Yorganın altından çıkmaya soğuktan dolayı korkan kız yorganı üzerine sardı. İncecik gecelikleri yazın giymek iyi hoştu da kışın dondururdu adamı. Titreye titreye yataktan kalkan kız yere basınca üşüyen ayaklarıyla dolabın önüne geçti.

Üzerini açıp iç çamaşırlarını giydikten sonra içine bir içlik giydi. Ayaklarına da kalın çoraplarını çekip üzerine en kalın kumaşı olan kahverengi elbisesini giydi. Biraz uyandığında olan donma hissinden kurtulmuştu genç kız.

Odayı toparlayıp yavaşça salona geçen kız sobanın yandığını salona girdiği an sıcaklığı hissetmesiyle anlamıştı. Sessizdi ortalık Ali yoktu ancak sobaya çaydanlık koyulmuş fokur fokur kaynıyordu. Çaydanlığa baktığında çayın demlenmiş olduğunu da görünce iyice meraklandı Feride. Çayı koyup sobayı yakıp yine mi yatmıştı acaba?

Omuz silkti kız. Sonra mutfağa gidip yer sofrası ve sofra bezini aldı. Sofrayı koyduğunda kapı açılınca yerinde dikleşti Feride. Hole doğru gidip başını salonun kapısından uzattığında Ali'nin baştan aşağı karla kaplı olduğunu görünce istemsizce kıkırdadı.

Onun gülüşüyle başını ayakkabıları koyduğu dolaptan kaldırıp genç kıza baktı Ali. "Hayırlı sabahlar."

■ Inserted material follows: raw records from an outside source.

PR #331, opened 2018-02-13
Avoid deadlock with Correlated Left Outer NestLoop Join

bhuvnesh2703:
In general, any node projecting elements from both the children, i.e outer and inner may impose a deadlock if there are motions in both children.

Plans containing CorrelatedLeftOuterNLJoin as shown below, where the project list contains elements from the outer child (tab3.i) and inner child (subplan), may result in deadlock if there is motion in both the children.

For the query:
```sql
explain select tab3.i, (select tab2.k from tab2 where tab2.i = tab3.i
limit 1) as subq from tab3 left join tab1 on tab1.j = tab3.j;
```
ORCA produces the below physical plan:

```sql
+--CPhysicalComputeScalar
   |--CPhysicalMotionGather(master)
   |  +--CPhysicalCorrelatedLeftOuterNLJoin
   |     |--CPhysicalLeftOuterHashJoin =====> outer child
   |     |  |--CPhysicalMotionHashDistribute =====> motion
   |     |  |  +--CPhysicalTableScan "tab3" ("tab3")
   |     |  |--CPhysicalMotionHashDistribute
   |     |  |  +--CPhysicalTableScan "tab1" ("tab1")
   |     |  +--CScalarCmp (=)
   |     |     |--CScalarIdent "j" (11)
   |     |     +--CScalarIdent "j" (1)
   |     |--CPhysicalLimit <empty>     =====> inner child
   |     |  |--CPhysicalFilter
   |     |  |  |--CPhysicalSpool
   |     |  |  |  +--CPhysicalMotionBroadcast ====> motion
   |     |  |  |     +--CPhysicalTableScan "tab2" ("tab2")
   |     |  |  +--CScalarCmp (=)
   |     |  |     |--CScalarIdent "i" (20)
   |     |  |     +--CScalarIdent "i" (0)
   |     |  |--CScalarConst (0)
   |     |  +--CScalarConst (1)
   |     +--CScalarConst (1)
   +--CScalarProjectList
      +--CScalarProjectElement "subq" (30)
         +--CScalarIdent "k" (22)
```

The above physical plan is converted to the below GPDB plan in
Expression to DXL Translator where CorrelatedLeftOuterNLJoin is
translated to a Result node which contains 2 project elements
1. SubPlan 1 => Inner child of CorrelatedLeftOuterNLJoin
2. tab3.i => Column projected from outer child of CorrelatedLeftOuterNLJoin

```sql
                                                        QUERY PLAN
--------------------------------------------------------------------------------------------------------------------------
 Result  (cost=0.00..170041830.77 rows=1664667 width=12)
   ->  Gather Motion 3:1  (slice4; segments: 3)  (cost=0.00..170041770.84 rows=1000 width=12)
         ->  Result  (cost=0.00..170041770.80 rows=334 width=12)
	     Output: tab3.i, (SubPlan 1)
	     ->  Hash Left Join  (cost=0.00..886.71 rows=1664667 width=4)
		   Hash Cond: tab3.j = tab1.j
		   ->  Redistribute Motion 3:3  (slice1; segments: 3)  (cost=0.00..431.30 rows=1665 width=8)
			 Hash Key: tab3.j
			 ->  Table Scan on tab3  (cost=0.00..431.10 rows=1665 width=8)
		   ->  Hash  (cost=431.02..431.02 rows=334 width=4)
			 ->  Redistribute Motion 3:3  (slice2; segments: 3)  (cost=0.00..431.02 rows=334 width=4)
			       Hash Key: tab1.j
			       ->  Table Scan on tab1  (cost=0.00..431.01 rows=334 width=4)
               SubPlan 1
                 ->  Limit  (cost=0.00..164733.72 rows=1 width=1)
                       ->  Result  (cost=0.00..164733.72 rows=500 width=1)
                             Filter: tab2.i = $0
                             ->  Materialize  (cost=0.00..431.12 rows=500 width=4)
                                   ->  Broadcast Motion 3:3  (slice3; segments: 3)  (cost=0.00..431.12 rows=500 width=4)
                                         ->  Table Scan on tab2  (cost=0.00..431.01 rows=167 width=4)
```
Notice the fact that, SubPlan contains a BroadCast motion, and the outer child of result node i.e Hash Left Join contains a Redistribute Motion on top of tab3 which is producing the column tab3.i. Such Result node may run into a deadlock situation.

This commit avoids the deadlock by creating a materialize node on top of the outer child of the Correlated-Left-Outer-NL-Join while it is being translated to a Result Node with a project list that contains the subplan and an output column from the outer child.  Adding a materialize ensures that the child (hash left join) of Result node is completely exhausted before we move to subplan execution. In case the outer child of Correlated-Left-Outer-NL-Join contains non-streaming operators like sort, hash aggregate, materialize or even a gather motion, then the outer child does not impose a deadlock hazard.  Similarly if the inner child translated as subplan does not contain broadcast motion, there is no deadlock hazard.  In such cases a materialize is not added.

GPDB Plan after the fix will be as below:

```sql
                                                        QUERY PLAN
--------------------------------------------------------------------------------------------------------------------------
 Result  (cost=0.00..170041830.77 rows=1664667 width=12)
   ->  Gather Motion 3:1  (slice4; segments: 3)  (cost=0.00..170041770.84 rows=1000 width=12)
         ->  Result  (cost=0.00..170041770.80 rows=334 width=12)
               ->  Materialize  (cost=0.00..886.71 rows=1664667 width=4)
                     ->  Hash Left Join  (cost=0.00..886.71 rows=1664667 width=4)
                           Hash Cond: tab3.j = tab1.j
                           ->  Redistribute Motion 3:3  (slice1; segments: 3)  (cost=0.00..431.30 rows=1665 width=8)
                                 Hash Key: tab3.j
                                 ->  Table Scan on tab3  (cost=0.00..431.10 rows=1665 width=8)
                           ->  Hash  (cost=431.02..431.02 rows=334 width=4)
                                 ->  Redistribute Motion 3:3  (slice2; segments: 3)  (cost=0.00..431.02 rows=334 width=4)
                                       Hash Key: tab1.j
                                       ->  Table Scan on tab1  (cost=0.00..431.01 rows=334 width=4)
               SubPlan 1  (slice4; segments: 3)
                 ->  Limit  (cost=0.00..164733.72 rows=1 width=1)
                       ->  Result  (cost=0.00..164733.72 rows=500 width=1)
                             Filter: tab2.i = $0
                             ->  Materialize  (cost=0.00..431.12 rows=500 width=4)
                                   ->  Broadcast Motion 3:3  (slice3; segments: 3)  (cost=0.00..431.12 rows=500 width=4)
                                         ->  Table Scan on tab2  (cost=0.00..431.01 rows=167 width=4)
```

While constructing a Result node with a new/remapped project list, this commit checks if the Result node imposes a motion hazard, If yes, we add a Materialize for precaution. This happens in `PdxlnComputeScalar()` and `PdxlnRemapOutputColumns()`.


libgpopt/src/translate/CTranslatorExprToDXLUtils.cpp
```diff
@@ -2429,4 +2429,197 @@ CTranslatorExprToDXLUtils::ExtractCastMdids
...
+CTranslatorExprToDXLUtils::FDXLOpExists
+	(
+	const CDXLOperator *pop,
+	const gpdxl::Edxlopid *peopid,
+	ULONG ulOps
+	)
+{
+	GPOS_ASSERT(NULL != pop);
+	GPOS_ASSERT(NULL != peopid);
+
```
oarap: `GPOS_ASSERT(GPOS_ARRAY_SIZE(peopid) == ulOps);`

libgpopt/src/translate/CTranslatorExprToDXLUtils.cpp
```diff
@@ -2429,4 +2429,197 @@ CTranslatorExprToDXLUtils::ExtractCastMdids
 	*ppmdidCastFunc = popCast->PmdidFunc();
 }
 
+BOOL
+CTranslatorExprToDXLUtils::FDXLOpExists
```
oarap: I would recommend to rethink this as a bitset to avoid a for loop. We do not have much motions in the end.

dhanashreek89: Yes that can be implemented; however currently this utility function is only being used for checking motions and we do not have a huge list of the motions to compare against. So implementing a bitset would not give us any performance gain here. In future if we have a different use-case of this function, this can be a bitset.

dhanashreek89:
>> Minor issues, when addressed it is good to go, nice work!!!

Thanks! Addresses the review comments.

libgpopt/src/translate/CTranslatorExprToDXL.cpp
```diff
@@ -7909,4 +7891,104 @@ CTranslatorExprToDXL::UlPosInArray
 	return ulSize;
 }
 
+CDXLNode *
```
vraghavan78: the code needs some detailed comments to be readable. Please do so.

libgpopt/src/translate/CTranslatorExprToDXLUtils.cpp
```diff
@@ -2429,4 +2429,195 @@ CTranslatorExprToDXLUtils::ExtractCastMdids
...
+		// input project list.
+		// If yes, then we have detected a motion hazard for the parent Result node.
+		CBitSet *pbsPrjList = GPOS_NEW(pmp) CBitSet(pmp);
+		ExtractIdentColIds((*pdxln)[0], pbsPrjList);
+		BOOL fDisJoint = pbsPrjCols->FDisjoint(pbsPrjList);
+		pbsPrjList->Release();
+
+		if (fDisJoint)
+			return false;
+		return true;
```
hsyuan: why not `return !fDisJoint`?

libgpopt/src/translate/CTranslatorExprToDXLUtils.cpp
```diff
@@ -2429,4 +2429,195 @@ CTranslatorExprToDXLUtils::ExtractCastMdids
...
+	}
+
+	// recursively check children
+	const ULONG ulArity = pdxln->UlArity();
+
+	// In ORCA, inner child of Hash Join is always exhausted first (prefect_inner is True always),
```
hsyuan: Orca knows nothing about `prefect_inner`, it is postgres specific, we can remove the mention of `prefect_inner`. btw, the spelling is wrong.

libgpopt/src/translate/CTranslatorExprToDXLUtils.cpp
```diff
@@ -2429,4 +2429,195 @@ CTranslatorExprToDXLUtils::ExtractCastMdids
...
+				return true;
+			}
+		}
+	}
+
+	return false;
+}
+
+BOOL
+CTranslatorExprToDXLUtils::FMotionHazardSafeOp
```
hsyuan: Am I the only who thinks the method name is counter intuitive? I would rather reverse the meaning of this function to `FMotionHazardOp`

libgpopt/src/translate/CTranslatorExprToDXLUtils.cpp
```diff
@@ -2429,4 +2429,195 @@ CTranslatorExprToDXLUtils::ExtractCastMdids
...
+		{
+			return true;
+		}
+	}
+
+	return false;
+}
+
+BOOL
+CTranslatorExprToDXLUtils::FProjListContainsSubplanWithBroadCast
```
hsyuan: Will redistribute motion have the same issue?

libgpopt/src/translate/CTranslatorExprToDXLUtils.cpp
vraghavan78: +1 for FMotionHazardOp

libgpopt/src/translate/CTranslatorExprToDXLUtils.cpp
dhanashreek89: `GPOS_ARRAY_SIZE` can not be used with a pointer to the array; it returns the size of pointer which is 8. Hence this assert can not be added here.

libgpopt/src/translate/CTranslatorExprToDXLUtils.cpp
dhanashreek89: The intent of this function is to check for all the blocking operators (Materialize, Sort, HashAgg) and Gather Motion since all these operators neutralize the motion hazard their parent may have. 

Are you suggesting to rename this function to `FMotionHazardOp` and check for all other operators here except the blocking ones listed above ?

Or are you suggesting to **just** rename this function with a more intuitive name?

Kendisine gülümseyerek bakan adama aynı şekilde karşılık verdi Feride. "Hayırlı sabahlar. Nereden geliyorsun böyle?"

Ali üzerindeki karlı montu üzerinden çıkarıp karları düşürmemek için uğraşıp Feride'ye doğru elindeki poşetle yürümeye başladı. "Fırına gittim. Sıcak ekmekle simit aldım." Feridenin salona girmesinden sonra salona giren Ali mutfaktan bir sandalye alıp montunu sobanın yanına astı. "Simit yedin mi hiç?"

"Yok." Gözleri Ali'nin karların hafif erimeye başlayan saçlarındaydı. Niye silmiyordu bu adan saçlarını? Şimdi karlar tamamen eriyip saçlarını ıslatıp üşütmesine neden olacaktı.

"Bunların sıcağı daha güzel-" Feride dayanamayıp elini Ali'nin saçlarını okşar gibi silince şaşıran Ali susmuş Feride ne yaptığının farkına yeni varmış ateşe değmiş gibi ellerini adamın yumuşak saçlarının üzerinden çekmişti.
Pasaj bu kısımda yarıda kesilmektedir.